U.S. Trade Deficit Widens More Than Expected

The U.S. trade deficit widened more than expected in August. The imbalance stood at $54.9 billion at the end of the month, up 1.6 percent from $54 billion in July. That was higher than the $54.5 billion estimated by economists. When compared to the same period last year, the overall trade deficit was up $28.3 billion, or 7.1 percent.

Exports dropped slightly and imports spiked. Imports rose to $262.8 billion, higher than estimates of $261.4 billion. Exports increased to $207.9 billion, higher than expectations of $207.4 billion. Exports and imports of goods account for about three-fourths of America’s total trade.
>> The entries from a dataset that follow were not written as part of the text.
PR #836, opened 2026-09-03
fix(worker): preserve caller Git credential config

### LINKED ISSUE #832: fix(worker): buildHostGitEnvironment silently overrides caller-supplied git credential config
Follow-up requested by @hojinzs in review of PR #831 (see that thread for the full reproduction).

## Problem

`buildHostGitEnvironment` spreads `credentialEnvironment` **after** the caller's `...env` and resets `GIT_CONFIG_COUNT` to `"1"`. Any `GIT_CONFIG_KEY_0` / `GIT_CONFIG_VALUE_0` the caller supplied is silently overwritten with the production `git-credential-helper.js`, and any higher-indexed entries the caller added (`GIT_CONFIG_KEY_1`, …) remain in the environment but are never read, because the count says there is only one.

The override is silent: no warning, no error, and the caller's configuration appears present in the environment while having no effect.

## How it surfaced

This is what defeated the fix attempt in #831/#815. A test installed a fixture credential helper at index 1 and set the count accordingly; with `GITHUB_GRAPHQL_TOKEN` present, `buildHostGitEnvironment` reset the count to 1 and pointed index 0 at the production helper, so the fixture helper was never consulted and the request fell through to an authentication prompt.

## Expected

Either compose with caller-supplied `GIT_CONFIG_*` entries rather than clobbering them — appending the credential helper at the next free index and incrementing `GIT_CONFIG_COUNT` — or fail loudly when the caller has supplied git config that would be discarded. Silently discarding it is the trap.

## Notes

Filed by the board steward at the reviewer's request. Explicitly out of scope for #831, which stays test-only.

moncher-dev:
## Issues

- Closes #832

## Summary

- Preserve caller-provided `GIT_CONFIG_*` entries when host Git credentials are enabled.
- Append the Symphony credential helper at the caller's next configured index and fail clearly for malformed counts.
- Document the supported input contract, caller-first credential precedence, and host-environment trust boundary.

## Change-point diagram

- worker Git transport caller environment → existing indexed Git config remains unchanged → host credential helper is appended at `GIT_CONFIG_COUNT` → Git reads every configured entry in caller-first order

## Start here

- `packages/worker/src/git-transport.ts:223` — composes the host Git environment.
- `packages/worker/src/git-transport.test.ts:461` — verifies indexed configuration and credential variables are preserved.
- `docs/configuration.md:465` — documents the input, ordering, validation, and trust contract.

- Worker-side Git synchronization no longer silently discards caller-supplied credential helpers when a host token or token broker is configured.
- A malformed `GIT_CONFIG_COUNT` now fails host Git transport with a clear diagnostic.

## Validation

- `pnpm exec vitest run packages/worker/src/git-transport.test.ts` — pass (20 tests; Cycle 2, code unchanged during rework)
- `pnpm lint` — pass (Cycle 3)
- `pnpm test` — pass (all 14 tested workspace projects; Cycle 2, code unchanged during rework)
- `pnpm typecheck` — pass (Cycle 2, code unchanged during rework)
- `pnpm build` — pass (Cycle 2, code unchanged during rework)
- `pnpm format` — baseline failure in 86 unrelated pre-existing files; isolated `pnpm exec prettier --check docs/configuration.md` passes
- Docker E2E — not applicable: this is focused worker environment composition with no lifecycle or integration boundary change

## Changeset

- Not needed because issue #832 has no changeset label.

## Risks & rollback

- Caller-supplied Git config comes from the process and project `.env`, not a curated allowlist. Because caller entries are consulted first, an ambient `credential.helper` that returns complete credentials can shadow Symphony's tenant-scoped helper.
- Count validation rejects malformed values before Git starts, so a typo in `GIT_CONFIG_COUNT` aborts host Git transport.
- Roll back the six issue commits if caller-first helper ordering causes an unexpected transport regression.

## Changed files

- `packages/worker/src/git-transport.ts` — append host credentials without clobbering caller Git config.
- `packages/worker/src/git-transport.test.ts` — cover composition, production-token transport, broker variables, and invalid counts.
- `docs/configuration.md` — document caller configuration, helper precedence, validation, and trust boundaries.

- [ ] None required beyond CI.

## Security


moncher-dev:
Steward note — the red `Test` check looks like a CI-load flake unrelated to this change. I have re-run the failed job rather than dispatching a rework cycle for it.

The failure:

```
FAIL packages/cli/src/index.test.ts > Commander CLI entrypoint
     > forwards doctor --project-dir through the Commander entrypoint
Error: Test timed out in 5000ms.        (actual: 5653ms)
Test Files  1 failed | 134 passed (135)
```

Three reasons to read it as environmental rather than caused by this PR:

1. **This PR touches two files, both in `packages/worker`** — `git-transport.ts` and `git-transport.test.ts`. The failing test is in `packages/cli/src/index.test.ts` and exercises Commander argument forwarding for `doctor --project-dir`, which has no dependency on the worker Git transport module.
2. **The overrun is marginal** — 5653ms against a 5000ms budget, 13% over. A defect introduced by a credential-config change would be expected to hang or fail an assertion, not land just past the line.
3. **Everything else passed** — 134 of 135 files green, and `Container Smoke` succeeded.

If the re-run comes back green, this can proceed on review alone. If it fails again at the same place, it is worth a separate issue for a genuinely tight 5s budget on that test rather than treating it as this PR's problem — I did not find the same failure in other recent runs, so there is not yet evidence of a standing flake.

Leaving #832 in `In review` rather than sending it back for rework, since there is nothing in this diff to rework on the strength of that failure.

moncher-dev:
Smoke-tested at `f5671845`. `pnpm install --frozen-lockfile`, `pnpm build`, `pnpm typecheck`, `pnpm lint` all exit 0; `git-transport.test.ts` green at 20 tests. The earlier red `Test` check was the unrelated `doctor --project-dir` timeout I diagnosed above; the re-run is green.

I drove `buildHostGitEnvironment` from the built `dist` across the four cases that matter, rather than relying on the unit suite:

```
A. caller supplies index 0, token present
     GIT_CONFIG_COUNT   = 2
     GIT_CONFIG_KEY_0   = http.extraHeader        ← caller's, preserved
     GIT_CONFIG_VALUE_0 = X-Test: 1
     GIT_CONFIG_KEY_1   = credential.helper       ← appended, not overwritten
B. no caller config, token present
     GIT_CONFIG_COUNT = 1 | KEY_0 = credential.helper      ← unchanged legacy shape
C. caller config, no token
     GIT_CONFIG_COUNT = 1 | KEY_0 = http.extraHeader       ← untouched
D. GIT_CONFIG_COUNT="abc"
     throws: invalid GIT_CONFIG_COUNT for host Git transport: expected a non-negative safe integer
```

A is the #832 defect and it is fixed: the caller's entry survives and the helper lands at the next free index with the count incremented. B confirms the common path is byte-for-byte what it was, so this is not a behavior change for anyone not supplying git config. C and D show the guard is scoped and the validation is real rather than decorative.

**The Codex P1 stands and I agree with it.** This PR adds a *fatal* validation path and, in doing so, promotes project-`.env`-supplied `GIT_CONFIG_COUNT` / indexed `GIT_CONFIG_*` entries into a supported worker Git-transport input — but `docs/configuration.md` is untouched, and the diff is two files, both in `packages/worker`. Operators get no format, no ordering guarantee, and no statement that a malformed count now aborts the transport instead of being ignored. Case D is a new way for a run to fail hard on a value that previously did nothing, which is exactly the kind of change that needs a documented contract before it ships.

Concretely: state that indexed `GIT_CONFIG_*` entries from the project `.env` are honored, that the credential helper is appended after them, and that `GIT_CONFIG_COUNT` must be a non-negative safe integer or the transport fails.

No over-engineering otherwise — 2 files, the guard is minimal, and the legacy shape is preserved exactly. @hojinzs over to you.

packages/worker/src/git-transport.ts
```diff
@@ -237,10 +237,38 @@ export function buildHostGitEnvironment(
...
+  }
+
   return {
     ...env,
-    GIT_TERMINAL_PROMPT: "0",
-    ...credentialEnvironment,
+    ...credentialVariables,
+    GIT_CONFIG_COUNT: String(gitConfigCount + 1),
+    [`GIT_CONFIG_KEY_${gitConfigCount}`]: "credential.helper",
+    [`GIT_CONFIG_VALUE_${gitConfigCount}`]: credentialHelper,
```
hojinzs, line 271: **P2 — appending inverts credential precedence, and the env this reads is not curated**

This is the behavior #832 asked for (append at the next free index), so I am not asking you to change the ordering. I am asking that the trust decision it implies be stated, because it is not visible anywhere in the diff or the PR body.

Git consults `credential.helper` entries in order and stops at the first that returns a username *and* password. Before this change a host token always won: the count was reset to `1` and the Symphony helper sat at index 0. After it, **any** caller-supplied `credential.helper` outranks the Symphony helper.

The caller is not a curated allowlist. `synchronizeAssignedBranch` passes `env` straight through (`packages/worker/src/index.ts:861`, `:2027`), and that `env` is `loadLauncherEnvironment(process.env)` — `packages/runtime-codex/src/launcher.ts:98-104` merges the package `.env`, the cwd `.env`, and then `process.env`. So a `GIT_CONFIG_KEY_n=credential.helper` in a project `.env` or in the container image now silently takes precedence over the tenant-scoped credential injected by #827 (eedb876).

I confirmed the precedence flip against the built `dist`:

```
caller: GIT_CONFIG_COUNT=1, KEY_0=http.extraHeader   + GITHUB_GRAPHQL_TOKEN
  → COUNT=2, KEY_0=http.extraHeader, KEY_1=credential.helper   (caller first)
```

Two things to add:

1. The precedence rule belongs in the `docs/configuration.md` row the Codex thread is asking for — not just "entries are honored" but "caller entries are consulted **before** the Symphony helper".
2. `## Risks & rollback` currently says the risk is "limited to parsing and extending process-level Git config". It is broader than parsing: an ambient `credential.helper` can now shadow the tenant token. Please say so there.

---

packages/worker/src/git-transport.ts
```diff
@@ -237,10 +237,38 @@ export function buildHostGitEnvironment(
...
+    throw new Error(
+      "invalid GIT_CONFIG_COUNT for host Git transport: expected a non-negative safe integer"
+    );
+  }
+
   return {
     ...env,
-    GIT_TERMINAL_PROMPT: "0",
-    ...credentialEnvironment,
+    ...credentialVariables,
```
hojinzs, line 268: **P3 — `GIT_TERMINAL_PROMPT: "0"` is no longer guaranteed by this function on the credential path**

Not currently broken — I verified it. But the guarantee moved.

The old return literal set it explicitly on every path. Now the credential path sets it only because `createGitCredentialHelperEnvironment` happens to include `GIT_TERMINAL_PROMPT: "0"` (`packages/runtime-codex/src/runtime.ts:867`), and the destructure above only strips `GIT_CONFIG_COUNT` / `KEY_0` / `VALUE_0`, so it survives inside `...credentialVariables`. Checked against `dist` — a caller passing `GIT_TERMINAL_PROMPT=1` with a token still gets `"0"` out.

So this is a coupling complaint, not a bug report: the worker's "never prompt for auth" guarantee now depends on an implementation detail of a *different package*, and nothing pins it. If someone trims that factory down to just the config triple, this silently starts allowing an interactive auth prompt in the host transport, which is a hang rather than a failure.

Cheapest fix is to keep it explicit in the return literal (it costs one line and is idempotent with the spread). Failing that, add `expect(env.GIT_TERMINAL_PROMPT).toBe("0")` to the new `appends the credential helper after caller-supplied Git config` test so the coupling is at least load-bearing on a test.

---

packages/worker/src/git-transport.ts
```diff
@@ -237,10 +237,38 @@ export function buildHostGitEnvironment(
           gitUsername: env.GITHUB_GIT_USERNAME,
         })
       : {};
+  const {
+    GIT_CONFIG_COUNT: _credentialConfigCount,
+    GIT_CONFIG_KEY_0: _credentialConfigKey,
+    GIT_CONFIG_VALUE_0: credentialHelper,
+    ...credentialVariables
+  } = credentialEnvironment;
```
hojinzs, line 245: **P3 — the unenforced "the helper env has exactly one entry" assumption re-opens the #832 failure mode one index over**

This destructure discards the factory's own `GIT_CONFIG_COUNT` (`_credentialConfigCount`) and its `GIT_CONFIG_KEY_0` (`_credentialConfigKey`) without checking either, then hardcodes `"credential.helper"` again at line 270. That is correct today — `createGitCredentialHelperEnvironment` emits exactly `COUNT=1` with one entry at index 0.

The failure mode if that ever changes: a second entry from the factory (`GIT_CONFIG_KEY_1` / `VALUE_1`) is not destructured out, so it stays in `...credentialVariables` and — spread *after* `...env` at line 267-268 — **overwrites the caller's `GIT_CONFIG_KEY_1`**. Silently, with the caller's value still nowhere and the count pointing at the wrong entry. That is precisely the bug #832 was filed for, relocated from index 0 to index 1, and this diff would not catch it because both new tests use a caller count of 2 or fewer with a single-entry factory.

Two cheap options, either is fine:

- Re-emit `_credentialConfigKey` at line 270 instead of the hardcoded literal, and throw if `_credentialConfigCount !== "1"` — makes the assumption explicit and fatal rather than silent.
- Or drop the destructure and merge the factory's indexed entries in a loop over its own count, which removes the assumption entirely.

I'd take the first; the second is more machinery than the current single-entry factory earns.

---

packages/worker/src/git-transport.ts
```diff
@@ -237,10 +237,38 @@ export function buildHostGitEnvironment(
...
+    throw new Error(
+      "invalid GIT_CONFIG_COUNT for host Git transport: expected a non-negative safe integer"
+    );
+  }
+  const gitConfigCount = Number(gitConfigCountValue);
+  if (!Number.isSafeInteger(gitConfigCount)) {
+    throw new Error(
+      "invalid GIT_CONFIG_COUNT for host Git transport: expected a non-negative safe integer"
+    );
+  }
```
hojinzs, line 264: **nit — two guards, one message**

`/^\d+$/` already establishes "non-negative integer", so the second guard only ever catches overflow past `Number.MAX_SAFE_INTEGER`. Two `throw`s with a byte-identical string means the error tells you nothing about which one fired. Collapsing them reads better:

```ts
const gitConfigCount = Number(env.GIT_CONFIG_COUNT ?? "0");
if (!/^\d+$/.test(gitConfigCountValue) || !Number.isSafeInteger(gitConfigCount)) {
  throw new Error(
    "invalid GIT_CONFIG_COUNT for host Git transport: expected a non-negative safe integer"
  );
}
```

Separately, on the validation itself — I checked the accepted/rejected set against `dist` and it is tighter than Git's own parser, which is the right call but worth knowing:

```
"not-a-count" → throw     ""    → throw     "-1"  → throw
" 2"          → throw     "2k"  → throw     "007" → count=8, helper at index 7
"9007199254740993" → throw
```

`""` and `"not-a-count"` match Git (it dies with `bogus count in GIT_CONFIG_COUNT`). `" 2"` and `"2k"` are accepted by `git_parse_ulong` but rejected here. Stricter is fine for a config surface nobody hand-writes — no change requested, just don't let it surprise you later. `"007"` behaving as 7 matches Git exactly, which is the case I most expected to be wrong.

---

hojinzs (changes requested):
## Review — round 1 of 6 · `f5671845`

Requirement coverage is complete and the fix is real. Holding on one thing: the `docs/configuration.md` update that AGENTS.md makes mandatory for this change. Everything else below is P3/nit and would not block on its own.

### Requirements from #832 — all met

| #832 asked for | Status |
| --- | --- |
| Compose with caller `GIT_CONFIG_*` rather than clobbering | ✅ caller entries preserved verbatim |
| Append the helper at the next free index | ✅ appended at `GIT_CONFIG_COUNT` |
| Increment `GIT_CONFIG_COUNT` | ✅ `String(count + 1)` |
| Or fail loudly on config that would be discarded | ✅ fatal on a malformed count |

Nothing here is out of scope and nothing is over-engineered: 2 files, +70/-3, one guard, no new abstraction, no config surface invented beyond what Git already defines. I looked for scope creep specifically and did not find any.

### Verification I ran myself

I did not take the test suite's word for it. At `f5671845`, `pnpm install --frozen-lockfile` → `pnpm build` → `pnpm lint` → `pnpm typecheck` all exit 0, and `git-transport.test.ts` is 20/20 green. CI on the head commit is green on both `Test` and `Container Smoke`.

**The regression test is genuine.** I reverted `git-transport.ts` alone to base (`eedb876`) and re-ran the unmodified test file:

```
× synchronizeAssignedBranch > uses host credential-helper authentication for remote Git operations
× buildHostGitEnvironment  > appends the credential helper after caller-supplied Git config
× buildHostGitEnvironment  > rejects a malformed caller-supplied Git config count
   (17 others still pass)
```

Three fail on base, all pass on head. The transport one is the important one — it stands up a real authenticating HTTP Git server, puts a fixture helper at index 1 behind an empty-value reset at index 0, and sets a live `GITHUB_GRAPHQL_TOKEN`, so it exercises the actual #831/#815 defeat rather than asserting on a shape.

**Smoke test — driven against the built `dist`, not the unit suite:**

```
A. caller KEY_0 + host token → COUNT=2, KEY_0=http.extraHeader, KEY_1=credential.helper
B. no caller config + token  → COUNT=1, KEY_0=credential.helper        (legacy shape, byte-identical)
C. caller config, no token   → COUNT=1, KEY_0=http.extraHeader          (untouched)
D. GIT_TERMINAL_PROMPT=1 + token → GIT_TERMINAL_PROMPT=0                (still forced)
E. GIT_CONFIG_COUNT="abc"    → throws
```

A is the #832 defect, fixed. B is the one that matters for blast radius — anyone not supplying Git config gets exactly the environment they got before, so this is not a behavior change for the common path.

### Blocking

**P1 — `docs/configuration.md` is untouched.** I agree with the Codex thread and am carrying it as the one blocker.

This is not a style objection. AGENTS.md "Mandatory Post-Work Checks" item 4 requires configuration and environment variables to be documented **in the same change**, and this PR does two documentable things: it promotes caller-supplied `GIT_CONFIG_COUNT` / `GIT_CONFIG_KEY_n` / `GIT_CONFIG_VALUE_n` into a supported worker Git-transport input, and it adds a path where a bad value **aborts the transport** where it was previously ignored. The `Credential Brokers And Git Access` table (`docs/configuration.md:467-478`) has rows for `GITHUB_GIT_HOST` and `GITHUB_GIT_USERNAME` but none for any `GIT_CONFIG_*` — I grepped, there is no mention anywhere in the file.

That gap has teeth because the values are reachable from a project `.env`: `loadLauncherEnvironment` merges the package `.env` and the cwd `.env` under `process.env` (`packages/runtime-codex/src/launcher.ts:98-104`), and that merged env is what reaches `buildHostGitEnvironment`. An operator can hard-fail their own worker with a typo in a file the docs never told them was read.

Please add a row (or a short subsection) covering: indexed entries are honored; the Symphony credential helper is appended **after** them and is therefore consulted **last**; `GIT_CONFIG_COUNT` must be a non-negative safe integer or the transport fails.

### Non-blocking

- **P2** — the append inverts credential precedence, and the env it reads is not a curated allowlist. Requested behavior, so no code change asked for, but the trust decision should be written down and `## Risks & rollback` understates it. Inline at line 266.
- **P3** — `GIT_TERMINAL_PROMPT: "0"` is no longer set explicitly on the credential path; it survives only via a spread from another package. Verified not broken today. Inline at line 268.
- **P3** — the "factory emits exactly one entry" assumption is unenforced, and would reintroduce the #832 silent clobber at index 1 if it ever stopped holding. Inline at line 240.
- **nit** — two guards throwing one identical message. Inline at line 253.

### Question, not a finding

`## Changeset` says "not needed because #832 has no changeset label". That matches WORKFLOW.md:232, which gates changesets on the `changeset:*` labels, and #832 carries only `bug` — so the process was followed. But CLAUDE.md:89 says behavior-changing PRs must add one, and this PR's own `User-Visible Behavior` section describes a runtime behavior change to the published `@gh-symphony/cli`. @hojinzs — worth deciding whether #832 should get a `changeset:patch` label rather than shipping this to npm with no release note. Not something I'd hold the PR for.

### Verdict

`REQUEST_CHANGES` on the P1 alone. The code is right, the tests prove it, and the blast radius is contained — add the `docs/configuration.md` entry and I expect to approve on the next round without further rounds.

---

packages/worker/src/git-transport.ts
```diff
@@ -237,10 +237,38 @@ export function buildHostGitEnvironment(
...
+  } = credentialEnvironment;
+  if (!credentialHelper) {
+    return {
+      ...env,
+      GIT_TERMINAL_PROMPT: "0",
+    };
+  }
+
+  const gitConfigCountValue = env.GIT_CONFIG_COUNT ?? "0";
+  if (!/^\d+$/.test(gitConfigCountValue)) {
```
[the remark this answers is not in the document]
moncher-dev: Documented the indexed `GIT_CONFIG_*` input contract in `docs/configuration.md`, including the non-negative safe-integer requirement, fatal malformed-count behavior, and appended-helper ordering.

packages/worker/src/git-transport.ts
moncher-dev: Documented that caller-supplied helpers are consulted first and may shadow Symphony's tenant-scoped helper. The refreshed PR risk section now also identifies the process/project `.env` trust boundary and the precedence consequence.

packages/worker/src/git-transport.ts
moncher-dev: No code change in this rework: the requested scope was explicitly limited to documentation, and the current credential factory still guarantees `GIT_TERMINAL_PROMPT=0` on this path. The coupling remains non-blocking and is unchanged by the documentation fix.

packages/worker/src/git-transport.ts
moncher-dev: No code change in this rework: the factory currently emits exactly one indexed entry, and review classified this as a non-blocking future-proofing concern while directing the rework diff to documentation only. The documented contract matches the current implementation.

packages/worker/src/git-transport.ts
moncher-dev: Leaving the two guards unchanged because this rework is constrained to documentation and both branches already produce the intended redacted public contract without exposing caller-controlled values.

hojinzs (approved):
## Approve — cycle 2, at `a7cbb1a`

Re-reviewed at head `a7cbb1a` (the docs commit; the `review_requested` webhook carried the stale `f567184`). The rework is docs-only — `git diff f567184 a7cbb1a -- packages/` is empty — so my cycle-1 code findings apply unchanged to the code that is merging.

### Requirements vs #832

#832 asked for one of two things: compose with caller-supplied `GIT_CONFIG_*` rather than clobbering them, **or** fail loudly. This takes the first branch. I drove `buildHostGitEnvironment` from the built `dist` rather than trusting the unit suite:

```
A. caller idx 0 + host token          ← the #832 defect
     COUNT=2  KEY_0=http.extraHeader (preserved)  KEY_1=credential.helper (appended)
B. no caller config + host token
     COUNT=1  KEY_0=credential.helper             ← legacy shape, byte-for-byte
C. caller config, no host token
     COUNT=1  KEY_0=http.extraHeader              ← untouched
D. COUNT="not-a-count" + token        → throws, message carries no caller value
```

A is the defect and it is fixed. B means this is not a behavior change for anyone not supplying Git config. The regression test is real, too: the #831 test that previously set `GITHUB_GRAPHQL_TOKEN: undefined` now sets a token, so it actually exercises the path that defeated #831/#815 instead of stepping around it.

### The two blocking findings from cycle 1 are resolved

- **Codex P1 / my P2 (documentation + precedence)** — `docs/configuration.md` now carries the `GIT_CONFIG_COUNT` / `GIT_CONFIG_KEY_n` / `GIT_CONFIG_VALUE_n` row and, critically, states the precedence consequence in prose: caller helpers are consulted first and *"a helper that returns complete credentials can shadow Symphony's tenant-scoped helper."* That is the trust decision, stated plainly. The PR `## Risks & rollback` section was widened past "parsing" to name the `.env` trust boundary, which is the second half of what I asked for.

### Non-blocking declines — accepted

All three were declined as out of scope for a documentation-only rework, each with a stated reason on the thread. I verified the two that carried a factual claim:

- **`GIT_TERMINAL_PROMPT`** — confirmed still `"0"` on *both* paths at head, including when a caller passes `GIT_TERMINAL_PROMPT=1` alongside a token. The coupling to `runtime-codex` remains unpinned, which is what I actually objected to, but it is latent and not worth another cycle.
- **Single-entry factory assumption** — still correct today; the factory emits exactly one indexed entry.

Both are worth a follow-up issue rather than a third cycle here.

### Verified independently

`pnpm install --frozen-lockfile`, `pnpm build`, `pnpm lint` (exit 0), `pnpm typecheck` (exit 0); `git-transport.test.ts` green at 20/20; `prettier --check docs/configuration.md` clean. Both CI checks (`Test`, `Container Smoke`) are green on `a7cbb1a`. No Docker E2E — correct call, this is environment composition with no lifecycle or integration boundary crossed.

**No changeset is correct here.** I checked this rather than assuming: `WORKFLOW.md:231-232` gates changesets on a `changeset:major|minor|patch` label, and #832 carries only `bug`. The author's stated reason matches repo policy.

### One correction to my own cycle-1 nit

I claimed `"2k"` was *"accepted by `git_parse_ulong` but rejected here."* That is wrong — real Git rejects it too (`error: bogus count in GIT_CONFIG_COUNT`). The only genuine divergence from Git's parser is leading whitespace (`" 2"`), which Git accepts and this rejects. Stricter on one whitespace case is not worth changing; I'm noting it so the record isn't misleading.

### No over-engineering

Three files, 32 lines of production code, one guard, legacy shape preserved exactly. The count validation is the minimum needed to compute a safe append index — not scope creep.

Approving. The `009` → helper-at-index-7 behavior matches Git's own octal-insensitive parse, which was the case I most expected to be wrong and wasn't.

---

Consumer goods imports were $57.2 billion, while exports of capital goods were $44.3 billion, the lowest since October 2017. Auto exports grew $14.3 billion to their highest level since July 2014. The petroleum deficit hit $300 million, the lowest on record.

Analysts have pointed to a looming round of tariffs against China and the European Union as a big factor in the results. Companies tend to import more before announced tariffs take effect. The last round of tariffs went into effect on Sept. 1, with others set to rise or take effect on Oct. 15 and Dec. 15.

Imports and exports with China have declined significantly since the trade war began in 2018. On a year-over-year basis, the shortfall with China is $231.6 billion, an 11.4 percent decline from the same period in last year. China is now the third-largest U.S. trading partner behind Mexico and Canada. It was No. 1 in 2018.

The trade gap also closed across much the EU. The EU deficit fell 23.7 percent from August, even though it is up 8.1 percent from a year ago. The deficit with Germany was the highest on record at $7.1 billion, due in part to a record $12.1 billion of imports.